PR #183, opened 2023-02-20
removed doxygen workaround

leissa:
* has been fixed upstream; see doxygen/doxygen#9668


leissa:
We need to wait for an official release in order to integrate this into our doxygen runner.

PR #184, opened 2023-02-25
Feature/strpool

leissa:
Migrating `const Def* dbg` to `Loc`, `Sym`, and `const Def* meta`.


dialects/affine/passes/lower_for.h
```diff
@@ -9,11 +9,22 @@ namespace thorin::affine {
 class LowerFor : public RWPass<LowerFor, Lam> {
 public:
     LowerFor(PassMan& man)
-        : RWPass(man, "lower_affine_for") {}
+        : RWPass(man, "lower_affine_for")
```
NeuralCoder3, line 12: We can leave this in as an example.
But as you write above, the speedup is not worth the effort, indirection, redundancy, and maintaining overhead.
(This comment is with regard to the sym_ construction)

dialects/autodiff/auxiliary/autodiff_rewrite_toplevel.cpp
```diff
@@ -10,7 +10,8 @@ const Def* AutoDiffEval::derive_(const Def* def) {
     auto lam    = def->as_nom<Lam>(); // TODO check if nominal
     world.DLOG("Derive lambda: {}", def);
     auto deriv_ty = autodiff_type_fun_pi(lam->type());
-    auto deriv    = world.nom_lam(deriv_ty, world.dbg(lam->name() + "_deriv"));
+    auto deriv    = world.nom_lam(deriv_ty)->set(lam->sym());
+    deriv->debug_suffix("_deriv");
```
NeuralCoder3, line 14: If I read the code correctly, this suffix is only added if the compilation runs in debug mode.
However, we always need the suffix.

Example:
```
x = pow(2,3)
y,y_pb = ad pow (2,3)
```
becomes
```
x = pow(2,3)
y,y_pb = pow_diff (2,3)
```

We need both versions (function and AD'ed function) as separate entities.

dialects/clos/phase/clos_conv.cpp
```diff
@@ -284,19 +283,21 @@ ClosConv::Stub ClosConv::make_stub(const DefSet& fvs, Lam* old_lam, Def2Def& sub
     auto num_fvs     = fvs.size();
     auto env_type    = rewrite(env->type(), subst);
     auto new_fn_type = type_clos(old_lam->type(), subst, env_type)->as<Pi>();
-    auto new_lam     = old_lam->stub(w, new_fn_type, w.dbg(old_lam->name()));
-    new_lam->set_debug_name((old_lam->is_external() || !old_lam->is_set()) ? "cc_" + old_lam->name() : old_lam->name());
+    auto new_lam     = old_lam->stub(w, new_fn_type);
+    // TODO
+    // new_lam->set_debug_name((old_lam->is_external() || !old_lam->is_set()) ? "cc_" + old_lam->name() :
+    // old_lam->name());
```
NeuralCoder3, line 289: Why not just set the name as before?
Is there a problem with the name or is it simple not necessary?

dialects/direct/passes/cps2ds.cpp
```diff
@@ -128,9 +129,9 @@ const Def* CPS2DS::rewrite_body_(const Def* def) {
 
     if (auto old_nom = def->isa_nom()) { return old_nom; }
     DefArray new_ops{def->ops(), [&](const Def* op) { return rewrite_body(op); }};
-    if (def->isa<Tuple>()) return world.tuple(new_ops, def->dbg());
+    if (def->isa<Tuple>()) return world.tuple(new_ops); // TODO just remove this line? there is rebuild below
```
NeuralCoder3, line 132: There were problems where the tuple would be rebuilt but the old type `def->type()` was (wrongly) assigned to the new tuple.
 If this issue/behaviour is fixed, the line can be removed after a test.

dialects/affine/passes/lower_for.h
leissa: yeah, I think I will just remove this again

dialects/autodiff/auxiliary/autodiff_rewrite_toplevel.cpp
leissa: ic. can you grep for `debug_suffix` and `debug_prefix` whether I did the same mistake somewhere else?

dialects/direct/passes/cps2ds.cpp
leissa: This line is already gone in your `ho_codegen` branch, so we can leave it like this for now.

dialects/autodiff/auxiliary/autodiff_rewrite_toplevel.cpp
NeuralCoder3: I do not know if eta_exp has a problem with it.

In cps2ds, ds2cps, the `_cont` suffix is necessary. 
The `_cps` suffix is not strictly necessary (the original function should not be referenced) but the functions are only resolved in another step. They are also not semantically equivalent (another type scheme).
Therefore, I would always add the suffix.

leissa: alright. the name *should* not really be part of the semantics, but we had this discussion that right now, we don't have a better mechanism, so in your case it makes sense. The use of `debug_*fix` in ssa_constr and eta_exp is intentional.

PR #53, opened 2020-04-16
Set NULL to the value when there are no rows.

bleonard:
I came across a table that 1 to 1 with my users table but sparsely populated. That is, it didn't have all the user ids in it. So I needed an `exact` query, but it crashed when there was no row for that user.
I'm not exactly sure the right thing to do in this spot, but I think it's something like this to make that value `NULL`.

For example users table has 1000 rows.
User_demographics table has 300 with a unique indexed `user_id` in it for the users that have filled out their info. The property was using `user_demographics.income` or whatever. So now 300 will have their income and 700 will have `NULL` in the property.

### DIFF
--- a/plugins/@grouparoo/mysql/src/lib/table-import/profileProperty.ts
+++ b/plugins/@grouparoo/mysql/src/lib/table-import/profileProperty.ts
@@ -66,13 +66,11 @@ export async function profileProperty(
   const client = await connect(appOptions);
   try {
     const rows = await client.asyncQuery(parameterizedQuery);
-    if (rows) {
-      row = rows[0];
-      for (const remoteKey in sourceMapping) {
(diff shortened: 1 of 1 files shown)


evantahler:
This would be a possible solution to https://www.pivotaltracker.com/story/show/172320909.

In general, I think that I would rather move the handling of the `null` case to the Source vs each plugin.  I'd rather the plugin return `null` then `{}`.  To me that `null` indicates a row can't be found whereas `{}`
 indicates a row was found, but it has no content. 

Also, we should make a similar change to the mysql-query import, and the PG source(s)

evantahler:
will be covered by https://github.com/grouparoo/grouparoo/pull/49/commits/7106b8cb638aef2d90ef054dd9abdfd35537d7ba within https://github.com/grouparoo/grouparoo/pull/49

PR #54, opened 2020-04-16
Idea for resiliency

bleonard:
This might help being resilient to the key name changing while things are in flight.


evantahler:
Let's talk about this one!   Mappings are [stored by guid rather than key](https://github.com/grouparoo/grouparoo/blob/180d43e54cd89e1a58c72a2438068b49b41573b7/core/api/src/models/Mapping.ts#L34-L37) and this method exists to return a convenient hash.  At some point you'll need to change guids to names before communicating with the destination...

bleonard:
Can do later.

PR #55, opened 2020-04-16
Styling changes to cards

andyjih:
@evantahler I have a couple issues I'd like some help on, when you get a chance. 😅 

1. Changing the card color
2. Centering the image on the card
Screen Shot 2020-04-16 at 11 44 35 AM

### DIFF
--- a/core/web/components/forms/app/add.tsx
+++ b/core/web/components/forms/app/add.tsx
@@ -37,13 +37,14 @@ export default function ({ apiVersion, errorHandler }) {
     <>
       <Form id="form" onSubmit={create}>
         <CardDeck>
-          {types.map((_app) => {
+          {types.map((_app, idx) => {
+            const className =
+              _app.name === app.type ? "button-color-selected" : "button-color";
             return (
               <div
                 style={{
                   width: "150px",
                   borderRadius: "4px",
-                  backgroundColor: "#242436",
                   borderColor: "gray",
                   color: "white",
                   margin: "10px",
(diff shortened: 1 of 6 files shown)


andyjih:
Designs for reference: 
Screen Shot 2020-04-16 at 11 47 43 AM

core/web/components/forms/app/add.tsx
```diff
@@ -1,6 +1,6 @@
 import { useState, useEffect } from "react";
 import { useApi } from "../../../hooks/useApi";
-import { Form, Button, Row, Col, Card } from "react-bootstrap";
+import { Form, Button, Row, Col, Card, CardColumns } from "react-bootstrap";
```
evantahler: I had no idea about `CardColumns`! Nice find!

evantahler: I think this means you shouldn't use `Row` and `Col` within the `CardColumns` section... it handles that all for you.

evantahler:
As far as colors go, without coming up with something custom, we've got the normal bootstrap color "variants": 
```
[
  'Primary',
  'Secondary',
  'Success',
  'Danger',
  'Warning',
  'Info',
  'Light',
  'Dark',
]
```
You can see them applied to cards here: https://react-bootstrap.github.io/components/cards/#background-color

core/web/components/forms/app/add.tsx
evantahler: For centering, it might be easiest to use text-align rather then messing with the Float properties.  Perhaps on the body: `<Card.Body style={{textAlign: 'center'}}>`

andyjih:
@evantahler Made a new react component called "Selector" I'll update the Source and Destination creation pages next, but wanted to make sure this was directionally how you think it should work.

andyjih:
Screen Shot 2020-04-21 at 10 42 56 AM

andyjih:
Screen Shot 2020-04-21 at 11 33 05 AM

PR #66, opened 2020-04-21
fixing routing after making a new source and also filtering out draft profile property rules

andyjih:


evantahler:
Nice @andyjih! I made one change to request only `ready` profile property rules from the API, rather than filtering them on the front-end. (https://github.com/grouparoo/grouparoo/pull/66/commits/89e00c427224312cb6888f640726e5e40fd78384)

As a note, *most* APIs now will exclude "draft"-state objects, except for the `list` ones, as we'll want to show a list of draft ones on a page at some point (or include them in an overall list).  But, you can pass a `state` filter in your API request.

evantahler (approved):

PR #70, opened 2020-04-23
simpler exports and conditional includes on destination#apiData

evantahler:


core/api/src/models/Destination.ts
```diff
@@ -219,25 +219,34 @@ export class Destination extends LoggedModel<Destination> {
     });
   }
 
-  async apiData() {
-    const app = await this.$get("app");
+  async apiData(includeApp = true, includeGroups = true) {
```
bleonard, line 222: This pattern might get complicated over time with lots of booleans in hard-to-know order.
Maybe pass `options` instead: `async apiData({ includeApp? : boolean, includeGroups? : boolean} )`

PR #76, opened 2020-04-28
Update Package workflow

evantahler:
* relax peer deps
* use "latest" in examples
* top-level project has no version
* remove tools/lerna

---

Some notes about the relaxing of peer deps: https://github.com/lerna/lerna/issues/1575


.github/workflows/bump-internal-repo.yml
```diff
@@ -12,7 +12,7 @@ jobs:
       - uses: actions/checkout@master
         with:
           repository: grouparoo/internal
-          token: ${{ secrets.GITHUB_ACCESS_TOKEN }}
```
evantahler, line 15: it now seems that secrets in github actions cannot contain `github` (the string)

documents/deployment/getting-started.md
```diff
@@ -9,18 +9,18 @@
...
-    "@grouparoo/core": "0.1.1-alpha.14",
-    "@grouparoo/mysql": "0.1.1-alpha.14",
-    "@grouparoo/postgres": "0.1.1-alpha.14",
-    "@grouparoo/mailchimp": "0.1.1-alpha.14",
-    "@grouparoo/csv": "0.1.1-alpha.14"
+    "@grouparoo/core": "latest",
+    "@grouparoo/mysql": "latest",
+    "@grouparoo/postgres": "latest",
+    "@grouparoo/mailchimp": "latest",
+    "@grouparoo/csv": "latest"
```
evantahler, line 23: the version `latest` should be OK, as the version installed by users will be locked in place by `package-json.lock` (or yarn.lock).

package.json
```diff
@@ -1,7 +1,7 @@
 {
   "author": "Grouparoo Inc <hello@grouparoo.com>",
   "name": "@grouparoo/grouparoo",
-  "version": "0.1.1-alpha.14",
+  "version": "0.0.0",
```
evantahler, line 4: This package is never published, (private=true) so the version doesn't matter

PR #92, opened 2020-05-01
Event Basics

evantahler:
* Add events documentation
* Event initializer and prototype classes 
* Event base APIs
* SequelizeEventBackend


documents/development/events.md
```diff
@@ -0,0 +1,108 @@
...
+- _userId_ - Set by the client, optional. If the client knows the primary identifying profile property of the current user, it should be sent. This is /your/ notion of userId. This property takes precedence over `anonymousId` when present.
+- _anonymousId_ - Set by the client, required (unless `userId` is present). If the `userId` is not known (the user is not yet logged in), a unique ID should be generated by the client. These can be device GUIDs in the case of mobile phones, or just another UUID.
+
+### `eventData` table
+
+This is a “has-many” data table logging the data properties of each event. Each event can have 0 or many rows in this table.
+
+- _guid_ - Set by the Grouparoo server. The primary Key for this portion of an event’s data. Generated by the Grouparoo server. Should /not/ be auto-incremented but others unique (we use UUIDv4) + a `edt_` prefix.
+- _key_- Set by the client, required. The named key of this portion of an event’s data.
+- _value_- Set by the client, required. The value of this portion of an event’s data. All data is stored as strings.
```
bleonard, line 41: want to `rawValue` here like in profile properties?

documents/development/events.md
•••
__WHAT THE TASK REQUIRES__
Copy out every line of the data that includes "like".

__RESULT OF THE TASK__
leissa: This line is already gone in your `ho_codegen` branch, so we can leave it like this for now.
I'm not exactly sure the right thing to do in this spot, but I think it's something like this to make that value `NULL`.
@evantahler I have a couple issues I'd like some help on, when you get a chance. 😅 
bleonard, line 41: want to `rawValue` here like in profile properties?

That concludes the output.